Archbishop Allen Vigneron issued a new policy last week banning sports games and practices on Sundays in Catholic schools in the Archdiocese of Detroit. The order came in response to parents who objected to having to “split” the family between multiple games and practices on the same day, who found themselves squeezing Mass in between athletic activities.
The ban was made public via a pastoral commentary on an earlier pastoral letter, published two years ago, called “Unleash the Gospel”. That document came out of a 2016 local synod in which priests and lay people offered input on the future of the Church in Detroit.
“After prayerful consultation with the presbyterate of Detroit and responding to what I believe is the call of the Holy Spirit through Synod 16, we in the Archdiocese of Detroit will cease sporting events on Sunday,” reads the pastoral note. “This means that competitive athletic programs in the grade school and high school levels are called to no longer play games or conduct practices on the Lord’s Day.”
The move is in keeping with a 1998 letter from Pope St John Paul II about keeping holy the sabbath, in which he wrote: “When Sunday loses its fundamental meaning and becomes merely part of a ‘weekend’, it can happen that people stay locked within a horizon so limited that they can no longer see ‘the heavens’.”
The pastoral note from Archbishop Vigneron echoes the late pope’s words. It says that “keeping Holy Sunday also reminds us of our eternal destiny; it allows us to keep our eyes fixed on Jesus. We put aside the worldly pursuits which are necessary for this life but too often become a distraction from what is ultimately important.”
When a similar controversy erupted in 2004, sports writer Richard Lapchick cautioned Catholics against picking this fight, telling the Boston Herald that “sports is a religion in this country and a lot of the world”. Which, some Catholics might say, is precisely the problem.
The Detroit policy will apply to games played against public schools. Previously Catholic schools in Detroit had already scheduled their games with the local Jewish Hebrew academy around their sabbath, and “this new policy is about extending that observance to our own Holy Day”, Vigneron writes.
Vic Michaels, who works for the archdiocese and runs the Catholic sports league, told the Detroit News there would be no lost practice time or shortened schedules. He told the website Crux that the policy applied to roughly two thirds of the diocese’s more than 9,000 students who participate in sport.
“One of the clearest calls from Synod 16 was for our Church to reclaim Sunday as a day set apart for the Lord, for family and for works of mercy,” the pastoral note reads. “For our local church to be faithful to the graces of Synod 16, we also must commit to seeing Sunday as a day when families can be together. The vision for families laid out in ‘Unleash the Gospel’ requires time set aside from many other good activities so that families can be together, free from other distractions.”

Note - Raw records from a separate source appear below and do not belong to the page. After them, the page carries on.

PR #4840, opened 2026-03-25
Add HTML decoder for secret detection in HTML-formatted sources

alafiand:
## Summary

- Adds a new `HTML` decoder to the decoder pipeline that extracts clean text from HTML content, enabling secret detection in sources like MS Teams and Confluence that emit HTML rather than plain text.
- Parses HTML to extract text nodes, high-signal attribute values (`href`, `src`, `value`, `xlink:href`, etc.), script/style/comment content, and code/pre blocks with proper token boundary preservation.
- Handles syntax-highlight boundary detection (hljs-* classes), zero-width/invisible character stripping, URL decoding in attributes, and double-encoded HTML entity cleanup.
- Adds `HTML = 5` to the `DecoderType` protobuf enum and registers the decoder in `DefaultDecoders()`.
- feature is gated behind `htmlDecoder` feature flag in ConfigCat.

## Test plan

- [x] Unit tests covering: split secrets across tags, attribute extraction, URL decoding, script/style/comment content, code blocks, syntax-highlight boundaries, zero-width character stripping, double-encoded entities, feature flag gating
- [X] Integration tested via thog dev deploy with live MS Teams and Confluence scanning ([companion thog PR](https://github.com/trufflesecurity/thog/pull/5761))

---

> [!NOTE]
> **Medium Risk**
> Adds a new decoder to the default decoding pipeline and extends the `DecoderType` protobuf enum, which can affect scanning output/telemetry and downstream consumers despite being gated behind a runtime feature flag.
> 
> **Overview**
> Adds a new, feature-flagged `HTML` decoder to the default decoder chain to normalize HTML-formatted source content into scan-friendly text.
> 
> The decoder parses HTML and emits visible text plus high-signal attribute values and script/style/comment content, with heuristics for token boundaries (block elements, `hljs-*` spans), URL-unescaping, double-encoded entity cleanup, and stripping invisible Unicode characters. This introduces `DecoderType_HTML` in the protobuf enum and a new `feature.HTMLDecoderEnabled` toggle, with extensive unit tests covering real-world Teams/Confluence-style inputs.
> 
> <sup>Reviewed by [Cursor Bugbot](https://cursor.com/bugbot) for commit c0d437a36102ec61ce4f684dc4fdd03f7aa74cc4. Bugbot is set up for automated code reviews on this repo. Configure [here](https://www.cursor.com/dashboard/bugbot).</sup>

### DIFF
--- a/pkg/decoders/html.go
+++ b/pkg/decoders/html.go
@@ -1,0 +1,251 @@
+package decoders
+
+import (
+	"bytes"
+	"net/url"
+	"regexp"
+	"strings"
+
+	"golang.org/x/net/html"
+
+	"github.com/trufflesecurity/trufflehog/v3/pkg/pb/detectorspb"
+	"github.com/trufflesecurity/trufflehog/v3/pkg/sources"
+)
+
+// HTML is a decoder that extracts textual content from HTML documents.
+// It produces a normalized view containing visible text, attribute values,
+// script/style content, and HTML comments with entities and URL-encoding decoded.
+type HTML struct {
+	// Enabled controls whether the decoder is active. When nil, the decoder
+	// is always active. Inject a function that checks a feature flag to
+	// allow dynamic toggling without restarting the scanner.
+	Enabled func() bool
+}
+
+func (d *HTML) Type() detectorspb.DecoderType {
+	return detectorspb.DecoderType_HTML
+}
+
+var htmlTagPattern = regexp.MustCompile(`<[a-zA-Z][a-zA-Z0-9]*[\s>/]`)
+
+// highSignalAttrs are attribute names whose values are extracted into the
+// decoded output because they commonly contain URLs, tokens, or other secrets.
+var highSignalAttrs = map[string]bool{
+	"href":       true,
+	"src":        true,
+	"action":     true,
+	"value":      true,
+	"content":    true,
+	"alt":        true,
+	"title":      true,
+	"xlink:href": true,
+}
+
+// syntaxHighlightPrefixes lists CSS class prefixes used by syntax highlighting
+// libraries. Elements with these classes mark logical line boundaries in code
+// blocks where the platform (e.g. Teams) strips actual newlines.
+var syntaxHighlightPrefixes = []string{"hljs-"}
+
+// residualEntityReplacer decodes common HTML entities that survive double-encoding.
+// When content is entity-encoded twice (e.g. &amp;amp;), the parser's first pass
+// leaves residual entity sequences that this replacer cleans up.
+var residualEntityReplacer = strings.NewReplacer(
+	"&amp;", "&",
+	"&lt;", "<",
+	"&gt;", ">",
+	"&quot;", `"`,
+	"&#39;", "'",
+	"&apos;", "'",
+)
+
+// invisibleReplacer strips zero-width and invisible Unicode codepoints that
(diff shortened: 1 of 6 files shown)


pkg/decoders/html.go
```diff
@@ -0,0 +1,250 @@
...
+)
+
+// HTML is a decoder that extracts textual content from HTML documents.
+// It produces a normalized view containing visible text, attribute values,
+// script/style content, and HTML comments with entities and URL-encoding decoded.
+type HTML struct {
+	// Enabled controls whether the decoder is active. When nil, the decoder
+	// is always active. Inject a function that checks a feature flag to
+	// allow dynamic toggling without restarting the scanner.
+	Enabled func() bool
```
casey-tran: Is `Enabled` really needed if nothing by default uses this HTML package?

pkg/decoders/html.go
```diff
@@ -0,0 +1,250 @@
...
+	"value":      true,
+	"content":    true,
+	"alt":   true,
+	"title": true,
+}
+
+// syntaxHighlightPrefixes lists CSS class prefixes used by syntax highlighting
+// libraries. Elements with these classes mark logical line boundaries in code
+// blocks where the platform (e.g. Teams) strips actual newlines.
+var syntaxHighlightPrefixes = []string{"hljs-"}
```
casey-tran, line 43: Do you think it would be helpful to note that `hljs-` is a MS Teams specific use case? In case people need to append more to the slice over time as sources change.

casey-tran (commented):
Looks pretty good to me! Left a few comments.

pkg/decoders/html.go
alafiand: I think the reason to include `Enabled` is so we have a kill switch for EE (my understanding is that rollout will be gradual), but OSS will be able to use it out of the box.

pkg/decoders/html.go
alafiand: I agree, I edited the comment to call out the Teams use case and guide future non-Teams additions.

pkg/decoders/html.go
casey-tran: Yes but for EE blocking, you should just need to deal with the feature flag in [thog](https://github.com/trufflesecurity/thog/blob/e870d5b9318aad21cfeaf4fefa1e1f11dd7ac191/scanner/pkg/config/feature/feature.go#L22). If the intention for OSS is to not have a flag at all.

alafiand: Ah okay I hear you. I think the tradeoff is that checking the flag in `pipeline.go` only evaluates at startup, so after toggling in configcat, we would require a scanner restart for it to take effect (which may be expected behavior from customers). That would be fine for the initial release, but the `Enabled` callback would let us toggle per-customer via ConfigCat at runtime without restarts. I imagine something similar to this has been debated before, so it is very possible my position is known to be no good.

alafiand: Confirming our offline chat, I agree with your suggestion to move this to thog.

casey-tran: The ConfigCat flags should be checked every 10 seconds [here](https://github.com/trufflesecurity/thog/blob/e870d5b9318aad21cfeaf4fefa1e1f11dd7ac191/scanner/pkg/config/feature/feature.go#L125).

casey-tran (approved):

The latest letter is the fourth such note issued since June last year. It was approved by the presbyterial council. Similar policies are in place in Indianapolis and elsewhere, though Detroit, with 1.3 million Catholics, is the largest to implement the no sports on Sunday policy so far.
Not everyone was happy with the archbishop’s decision, however. The most amusing backlash to the archdiocese’s decision was a column in the Detroit Free Press by Mick McCabe. “Archdiocese of Detroit has declared war on athletics,” ran the headline. “With all due respect: This is idiotic.”
The veteran high-school sports reporter was, it’s fair to say, apoplectic at the decision. “Will families spend their extra time dissecting the Bible now when their entire day is suddenly free of athletics?” he asked. “That would be wonderful, but it just ain’t happening. Does the archbishop believe that not having sporting events on Sundays will increase attendance at Mass? Yeah, that isn’t going to happen, either. This simply makes no sense to me on any level.”
Fr Charles Fox, of Detroit’s major seminary, replied in the archdiocesan newspaper to clarify that there was no “war” on athletics. “There is room for reasonable and charitable debate about how best to honour the Lord’s Day and to promote athletics,” he wrote, “but unfortunately McCabe’s article does more harm than good to this cause.”
Fr Fox highlighted the problem of families transforming into shuttle services on Sundays: “Families with a number of children are often pulled apart as they need to be at different games in different parts of Metro Detroit on a given Sunday. And the general decline in reverence for Sunday as the Lord’s Day is undeniable. We are trying a new approach in order to bring a renewed sense of reverence and dedication to the Lord and each other.”
Whatever problems the decision might pose for high-school sports reporters like McCabe, there are likely to be plenty of families happy to be able to spend Sundays with their children rather than driving them to and from practice.